That the vessel is Malkovich might be the movie's most brilliantly unsettling touch, since the actor--although undeniably great--is one of our most distant and weirdly insular. You can understand the masses fantasizing about being Bruce Willis or being Tom Hanks, but being John Malkovich? What's lodged under that thick brow is anybody's guess. Evidently quite the heterosexual, he still courts sexual ambiguity: He speaks in querulous tones and bats the most insolently feminine lashes this side of Bugs Bunny. Weird or not, though, he's a celebrity: He exists. And Malkovich makes a wonderful Malkovich. The actor sends up his own preening aloofness, and he has never been more emotionally exposed than when it dawns on him that his smug façade has been literally penetrated. When he attempts to fathom what's happening to him, Jonze and Kaufman deliver a coup de cinema--a vision of hell that isn't, à la Sartre, other people, but oneself ad infinitum.

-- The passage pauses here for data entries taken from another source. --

PR #187, opened 2020-08-12
Require parameters in TranscriptServlet

n-wach:
Last PR for #178 

This one is short--only one parameter is used.

### DIFF
--- a/src/main/java/com/googleinterns/zoomtube/servlets/TranscriptServlet.java
+++ b/src/main/java/com/googleinterns/zoomtube/servlets/TranscriptServlet.java
@@ -63,14 +63,23 @@ public class TranscriptServlet extends HttpServlet {
 
   @Override
   public void doGet(HttpServletRequest request, HttpServletResponse response) throws IOException {
-    if (request.getParameter(PARAM_ID) == null) {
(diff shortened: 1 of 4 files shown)


src/main/java/com/googleinterns/zoomtube/servlets/TranscriptServlet.java
```diff
@@ -53,6 +53,7 @@
  */
 public class TranscriptServlet extends HttpServlet {
   private DatastoreService datastore;
+  @VisibleForTesting static final String PARAM_ID = "id";
```
amuamushu, line 56: I think it's better to use `LectureUtil.ID` because the id is based off the redirect Url in `LectureServlet`. If `LectureUtil.ID` changes, `PARAM_ID` would also have to change.

n-wach: Thanks for pointing that out!

This value is now used to generate the queries in javascript, so I think it makes sense to respecify it in each servlet that'll be handling a request with it.

n-wach: Refactored

n-wach:
Addressed, please see other PR for a link to best-practices explaining why VisibleForTesting is justified here

PR #192, opened 2020-08-12
Convert the Transcript Line on the DOM to be a Custom Element.

amuamushu:
This change refactors the methods that involving a transcriptLine ul element by moving them inside the `TranscriptLine` Javascript class.


src/main/webapp/timestamps.js
```diff
@@ -39,3 +39,13 @@ function timestampToString(timestampMs) {
 function secondsToMilliseconds(seconds) {
   return Math.round(seconds * MILLISECONDS_PER_SECOND);
 }
+
+/**
+ * Returns {String} a time range from
+ * `startTimestampMs` to `endTimestampMs`.
+ */
```
amuamushu, line 46: This function is patched from pull request #228 . Please ignore this function for this pull request. Thank you!

src/main/webapp/view/transcript/transcript.js
```diff
@@ -115,60 +86,108 @@ function seekTranscript(currentTime) {
...
- * is currently bolded.
- */
-function removeBold(transcriptLineLiElement) {
-  if (!isBolded(transcriptLineLiElement)) {
-    return;
+  /**
+   * Updates the template slot `slotName` with `slotValue` and styling
+   * from `slotStyle`.
+   */
+  updateSlot(slotName, slotValue, slotStyle) {
```
jaysaleh, line 137: nit: maybe rename this to `updateTemplateSlot`

amuamushu: done, thanks!

src/main/webapp/view/transcript/transcript.js
```diff
@@ -115,60 +86,109 @@ function seekTranscript(currentTime) {
...
   }
-  transcriptLineLiElement.classList.add(DEFAULT_FONT_WEIGHT);
-  transcriptLineLiElement.classList.remove(BOLD_FONT_WEIGHT);
-}
 
-/** Returns true if`transcriptLineLiElement` is bolded. */
-function isBolded(transcriptLineLiElement) {
-  return transcriptLineLiElement.classList.contains(BOLD_FONT_WEIGHT);
-}
+  /** Returns true if the text is already bolded. */
```
n-wach, line 146: Change to `if this element is already bolded`?

src/main/webapp/view/transcript/transcript.js
```diff
@@ -115,60 +86,109 @@ function seekTranscript(currentTime) {
...
- * is currently bolded.
- */
-function removeBold(transcriptLineLiElement) {
-  if (!isBolded(transcriptLineLiElement)) {
-    return;
+  /**
+   * Updates the template slot `slotName` with `slotValue` and styling
+   * from `slotStyle`.
+   */
+  updateTemplateSlot(slotName, slotValue, slotStyle) {
```
n-wach, line 138: Can the `slotStyle` be done in the template HTML code, and removed from this function?  Since it looks like it's always the same class per slot

src/main/webapp/view/transcript/transcript.js
```diff
@@ -115,60 +86,109 @@ function seekTranscript(currentTime) {
...
+   * Removes bold from the text if it
+   * is currently bolded.
+   */
+  removeBold() {
+    if (!this.isBolded()) {
+      return;
+    }
+    this.classList.add(DEFAULT_FONT_WEIGHT);
+    this.classList.remove(BOLD_FONT_WEIGHT);
+  }
```
n-wach, line 173: Now that you're using classes, I feel like it would simplify things if `isBolded`, `addBold`, `removeBold`, were combined into a single `setBold(boolean)`.

Or even a `bold` setter and getter that adds/removes the styling and updates an internal state.

src/main/webapp/view/transcript/transcript.js
```diff
@@ -115,60 +86,109 @@ function seekTranscript(currentTime) {
...
+    return this.startTimestampMs <= currentTimeMs &&
+        currentTimeMs <= this.endTimestampMs;
+  }
+
+  /**
+   * Scrolls this transcript line to the top of the transcript area.
+   */
+  scrollToTopOfTranscript() {
+    const transcriptContainer = document.getElementById(TRANSCRIPT_CONTAINER);
+    const ulElementOffset = this.parentElement.offsetTop;
```
n-wach, line 189: Is `this.parentElement` the same as `transcriptContainer`?

amuamushu: No, it's the ul tag that the transcript-line tags are nested under. `TranscriptContainer` contains the ul tag. The nesting of the tags is a bit weird though. I created an issue to fix this later (#236).

src/main/webapp/view/transcript/transcript.js
n-wach: Ah, sounds good!

src/main/webapp/view/transcript/transcript.js
n-wach: I was just wondering, nbd

src/main/webapp/view/transcript/transcript.js
n-wach: Maybe you can wrap the `<slot>` in a `<span>` with the correct styling?  I know it's sometimes unavoidable but I think it's best practice to try to separate styling (especially static stuff like this) from code as much as possible

amuamushu: Gotcha, wrapping it works! Thanks!

src/main/webapp/view/transcript/transcript.js
```diff
@@ -47,45 +51,13 @@ function addMultipleTranscriptLinesToDom(transcriptLines) {
...
-  // Sets the current transcript line to be the first line.
-  if (currentTranscriptLine == null) {
-    currentTranscriptLine = liElement;
-  }
-}
-
-/**
- * Creates a p tag to store the given `text` inside the
- * `container`.
+ * Creates a p tag to store the given {@code text} inside the
```
billie-cat, line 59: Should this @code be removed?

src/main/webapp/view/transcript/transcript.js
```diff
@@ -113,60 +85,106 @@ function seekTranscript(currentTime) {
...
+  currentTranscriptLine.scrollToTopOfTranscript();
+  currentTranscriptLine.addBold();
   // TODO: Handle the case where the video isn't only playing.
 }
 
 /**
- * Bolds the text in `transcriptLineLiElement` if it is not already
- * bolded.
+ * Creates a transcript line element containing the text,
+ * start time, and end time from `transcriptLine`.
```
billie-cat, line 101: you are referencing transcriptLine but this is not related to the class. Please keep this generic for the class.

src/main/webapp/view/transcript/transcript.js
```diff
@@ -113,60 +85,106 @@ function seekTranscript(currentTime) {
...
+   * Creates a custom HTML element representing a transcript line.
+   *
+   * <p>Uses the template and slots defined in `TRANSCRIPT_TEMPLATE` to
+   * help create the transcript line.
+   *
+   * @param transcriptLine The transcriptLine from `ENDPOINT_TRANSCRIPT`
+   *     whose `attributes` should be used.
+   */
+  constructor(transcriptLine) {
+    super();
```
billie-cat, line 114: It is best practise to not do work in the constructor. Please see: https://docs.google.com/document/d/14CEPF-d3eF6HzG4AhviQiRbdEaVF8_BDOwKHMUmqFEQ/edit

I would use a factory method to create the object.

n-wach: This is the same situation as in the DiscussionComment class, which we talked about and okay-ed.  Both use templates and need to initialize various things before they are rendered.

src/main/webapp/view/transcript/transcript.js
```diff
@@ -113,60 +85,106 @@ function seekTranscript(currentTime) {
...
+    this.attachShadow({mode: 'open'});
+    this.shadowRoot.appendChild(template.content.cloneNode(true));
+    this.updateTemplateSlot(TRANSCRIPT_SLOT_TIME_RANGE, timestampRange);
+    this.updateTemplateSlot(TRANSCRIPT_SLOT_CONTENT, transcriptLine.content);
+
+    this.startTimestampMs = transcriptLine.startTimestampMs;
+    this.endTimestampMs = transcriptLine.endTimestampMs;
+    // Sets the current transcript line to be the first line.
+    if (currentTranscriptLine == null) {
+      currentTranscriptLine = this;
```
n-wach, line 111: This is an unclear side effect that should probably be moved out of the constructor

src/main/webapp/view/transcript/transcript.js
```diff
@@ -113,60 +85,106 @@ function seekTranscript(currentTime) {
...
+        transcriptLine.startTimestampMs, transcriptLine.endTimestampMs);
+
+    const template = document.getElementById(TRANSCRIPT_TEMPLATE);
+    this.attachShadow({mode: 'open'});
+    this.shadowRoot.appendChild(template.content.cloneNode(true));
+    this.updateTemplateSlot(TRANSCRIPT_SLOT_TIME_RANGE, timestampRange);
+    this.updateTemplateSlot(TRANSCRIPT_SLOT_CONTENT, transcriptLine.content);
+
+    this.startTimestampMs = transcriptLine.startTimestampMs;
+    this.endTimestampMs = transcriptLine.endTimestampMs;
```
n-wach, line 108: It might be better to just save everything with `this.transcriptLine = transcriptLine` instead of copying over the various values you'll need later.

src/main/webapp/view/transcript/transcript.js
```diff
@@ -113,60 +85,106 @@ function seekTranscript(currentTime) {
...
+    }
+    this.classList.add(DEFAULT_FONT_WEIGHT);
+    this.classList.remove(BOLD_FONT_WEIGHT);
+  }
+
+  /**
+   * Returns true if `currentTimeMs` is within the time range for
+   * this transcript line.
+   */
+  isWithinCurrentTimeRange(currentTimeMs) {
```
n-wach, line 158: Can you change method and argument name to be more generic?

src/main/webapp/view/transcript/transcript.js
amuamushu: True, I deleted this if statement for now and added a TODO for making this an instance attribute when `transcript.js` is refactored into a class. This should move the responsibility of keeping track of the current transcript line outside of the `transcriptLine` class and to where `seekTranscript()` is. Thanks!

src/main/webapp/view/transcript/transcript.js
amuamushu: Thanks for catching that! I must have missed it in this branch.

src/main/webapp/view/transcript/transcript.js
amuamushu: gotcha, I remove the last bit (`from transcriptLine`) from the description.

src/main/webapp/view/transcript/transcript.js
amuamushu: Yes, thank you for catching that!

src/main/webapp/view/transcript/transcript.js
billie-cat: I ended up talking to my co-worker about this and independent of the language, doing work in the constructor is not a good practise. It is best to create a static method in the class which does all the work and passes the fields to the constructor.

src/main/webapp/view/transcript/transcript.js
```diff
@@ -13,12 +13,18 @@
...
 const DEFAULT_FONT_WEIGHT = 'text-muted';
 const BOLD_FONT_WEIGHT = 'font-weight-bold';
-const PARAM_ID = 'id';
+const URL_PARAM_ID = 'id';
+const TRANSCRIPT_SLOT_TIME_RANGE = 'timestamp-range';
+const TRANSCRIPT_SLOT_CONTENT = 'content';
+const CUSTOM_ELEMENT_TRANSCRIPT_LINE = 'transcript-line';
 
 let /** Element */ currentTranscriptLine;
+// TODO: Create an instance reference to the current transcriptLine when
```
billie-cat, line 26: should "current transcriptLine be currentTranscriptLine?

src/main/webapp/view/transcript/transcript.js
```diff
@@ -113,60 +70,101 @@ function seekTranscript(currentTime) {
...
 /**
- * Bolds the text in `transcriptLineLiElement` if it is not already
- * bolded.
+ * Creates a transcript line element containing the text,
+ * start time, and end time.
  */
-function addBold(transcriptLineLiElement) {
-  if (isBolded(transcriptLineLiElement)) {
-    return;
+class TranscriptLine extends HTMLElement {
```
billie-cat, line 88: TranscriptLine is slightly generic class name? What will your other class names be for TranscriptLine related code? I thought you were going to name this TranscriptLineElement and then have another class be TranscriptLineSeeker (or something like that).

src/main/webapp/view/transcript/transcript.js
```diff
@@ -113,60 +70,101 @@ function seekTranscript(currentTime) {
...
+  /**
+   * Creates a custom HTML element representing a transcript line.
```
billie-cat, line 90:
```suggestion
   * Creates a custom HTML element representing `transcriptLine`.
```

src/main/webapp/view/transcript/transcript.js
```diff
@@ -113,60 +70,101 @@ function seekTranscript(currentTime) {
...
- * Returns true if `currentTimeMs` is within the time range for
- * the current transcript line.
- */
-function isWithinCurrentTimeRange(currentTimeMs) {
-  return currentTranscriptLine.startTimestampMs <= currentTimeMs &&
-      currentTimeMs <= currentTranscriptLine.endTimestampMs;
-}
+  /**
+   * Bolds the element if it is not already
+   * bolded.
```
billie-cat, line 129: nit: the new line for the work bolded seems a bit weird. You should only add new lines if it goes above a certain character length.

src/main/webapp/view/transcript/transcript.js
```diff
@@ -113,60 +70,101 @@ function seekTranscript(currentTime) {
...
+    }
+    this.classList.add(DEFAULT_FONT_WEIGHT);
+    this.classList.remove(BOLD_FONT_WEIGHT);
+  }
+
+  /**
+   * Returns true if `timeMs` is within the time range for
+   * this transcript line.
+   */
+  isWithinTimeRange(timeMs) {
```
billie-cat, line 155: nit: is timeMs a timestamp? should it be timestampMs?

src/main/webapp/view/transcript/transcript.js
```diff
@@ -113,60 +70,101 @@ function seekTranscript(currentTime) {
...
+    return this.transcriptLine.startTimestampMs <= timeMs &&
+    timeMs <= this.transcriptLine.endTimestampMs;
+  }
+
+  /**
+   * Scrolls this transcript line to the top of the transcript area.
+   */
+  scrollToTopOfTranscript() {
```
billie-cat, line 163: if this class is about a TranscriptLineElement, then how can it scroll to the top of the transcript? That would implement multiple transcript lines.

src/main/webapp/view/transcript/transcript.js
f-camp: The part I have a problem with in this ```createTimestampRange()``` That seems to me the part that is doing some work. If we can remove that and put it in some kind of initialization method that would work for me.

amuamushu: (Resolved in chat) I kept the code for attaching the shadow in the constructor but moved the code for creating the timerange and updating the slots to a static method.

src/main/webapp/timestamps.js
billie-cat: Will you remove this before merging this PR?

amuamushu: Yes :D

PR #198, opened 2020-08-13
Fix bug in which the first transcript line is not highlighted.

amuamushu:
The first transcript line is never bolded because the styling of a transcript line is only updated when the current transcript line is updated to be the next line.
This PR fixes that issue by adding additional checks in `seekTranscript`

### DIFF
--- a/src/main/webapp/view/transcript/transcript.js
+++ b/src/main/webapp/view/transcript/transcript.js
@@ -126,7 +126,7 @@ function seekTranscript(currentTime) {
   // TODO: Handle the case where the video isn't only playing.
 }
 
-/** 
+/**
  * Bolds the text in `transcriptLineLiElement` if it is not already
  * bolded.
  */
--- a/src/main/webapp/view/transcript/transcript.js
+++ b/src/main/webapp/view/transcript/transcript.js
@@ -115,8 +115,7 @@ function seekTranscript(currentTime) {
   if (currentTimeMs < currentTranscriptLine.startTimestampMs) {
     return;
   }
-  if (currentTranscriptLine.startTimestampMs <= currentTimeMs &&
-      currentTimeMs <= currentTranscriptLine.endTimestampMs) {
+  if (isWithinCurrentTimeRange(currentTimeMs)) {
     if (!isBolded(currentTranscriptLine)) {
       addBold(currentTranscriptLine);
     }
@@ -146,9 +145,13 @@ function isBolded(transcriptLineLiElement) {
   return transcriptLineLiElement.classList.contains(BOLD_FONT_WEIGHT);
 }
 
+/**
+ * Checks if `currentTimeMs` is within the time range for
+ * the current transcript line.
+ * */
 function isWithinCurrentTimeRange(currentTimeMs) {
   return currentTranscriptLine.startTimestampMs <= currentTimeMs &&
-  currentTimeMs <= currentTranscriptLine.endTimestampMs;
+      currentTimeMs <= currentTranscriptLine.endTimestampMs;
 }
 
 /**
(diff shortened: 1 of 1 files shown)


src/main/webapp/view/transcript/transcript.js
```diff
@@ -112,7 +112,13 @@ function deleteTranscript() {
 /** Seeks transcript to {@code currentTime}, which is given in seconds. */
 function seekTranscript(currentTime) {
   const currentTimeMs = window.secondsToMilliseconds(currentTime);
-  if (currentTimeMs <= currentTranscriptLine.endTimestampMs) {
+  if (currentTimeMs < currentTranscriptLine.startTimestampMs) {
```
n-wach, line 115: Will `currentTranscriptLine` be `undefined` at first?

n-wach: .

amuamushu: I'm guessing it would be undefined if seekTranscript is called before the transcript finishes loading. 
But once the lines are added to the DOM, it shouldn't be undefined because currentTranscript is assigned when the lines are added to the DOM. 

https://github.com/googleinterns/zoomtube/blob/a8387b467ebd12eff34340f1d6349833d9be4053/src/main/webapp/view/transcript/transcript.js#L83

n-wach: Ok, thanks for adding an issue to track this

amuamushu: Of course, thanks for bring this up! For reference, the issue created is : #211

src/main/webapp/view/transcript/transcript.js
```diff
@@ -112,7 +112,13 @@ function deleteTranscript() {
...
+    return;
+  }
+  if (isWithinCurrentTimeRange(currentTimeMs)) {
+    if (!isBolded(currentTranscriptLine)) {
+      addBold(currentTranscriptLine);
```
billie-cat, line 120: This addBold method could check if the line is already bold and return early if it is. The benefit is that you do not need to have nested if-statements.

src/main/webapp/view/transcript/transcript.js
```diff
@@ -134,6 +140,20 @@ function removeBold(transcriptLineLiElement) {
   transcriptLineLiElement.classList.remove(BOLD_FONT_WEIGHT);
 }
 
+/** Checks if `transcriptLineLiElement` is bolded. */
```
billie-cat, line 143: nit: Reword this to: Returns `true` if ...

The statement: Checks does not imply it returns anything.

src/main/webapp/view/transcript/transcript.js
```diff
@@ -134,6 +140,20 @@ function removeBold(transcriptLineLiElement) {
...
+function isBolded(transcriptLineLiElement) {
+  return transcriptLineLiElement.classList.contains(BOLD_FONT_WEIGHT);
+}
+
+/**
+ * Checks if `currentTimeMs` is within the time range for
```
billie-cat, line 149: here too

src/main/webapp/view/transcript/transcript.js
amuamushu: done! I also added a similar check to `removeBold`.

src/main/webapp/view/transcript/transcript.js
amuamushu: gotcha, done!

src/main/webapp/view/transcript/transcript.js
amuamushu: done!

src/main/webapp/view/transcript/transcript.js
```diff
@@ -124,16 +128,36 @@ function seekTranscript(currentTime) {
 
 /** Bolds the text in `transcriptLineLiElement` */
```
billie-cat, line 129: Update this comment to mention: Bolds the text if not already bold.

amuamushu: done, thanks for catching that!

Being John Malkovich should have ended right there, since the filmmakers never top that hysterical sequence. Kaufman seems to have written himself into a corner. In the last half-hour he ties things up too neatly and the craziness--and some of the helium--goes out of the movie. Why do crazy comedies need closure? As Cusack's character becomes more twisted, he loses his stature (and the audience's good will), and the climax has too many dissonances. Kaufman and Jonze end up sentimentalizing the longing for a collective consciousness in a way I found creepy: Do they mean to be retelling Invasion of the Body Snatchers from the body-snatchers' point of view? (If so, the film is even darker than I think it is.)

The last part diminishes the movie, but not enough to wreck it: It's still an amazing piece of work. What other madcap farce would dare to have a score--it's by the superb Carter Burwell--so plangent and melancholy? Or to cast that sunny goddess Cameron Diaz as a nerd? The actress retains her essential sweetness, but the transformation is otherwise remarkable: Her Lotte is such a mouth breather that she nearly drools, and Diaz manages to look estranged from that lovely body. Even more dazzling is Keener, an actress who has lately been stuck playing nice, sensible women but who here is all silken curves and withering putdowns--she greets Craig's declaration of love with a pitying sigh that brings the house down. Keener's Maxine is so glamorously, tantalizingly self-contained that you can almost believe she never dreams of being John Malkovich.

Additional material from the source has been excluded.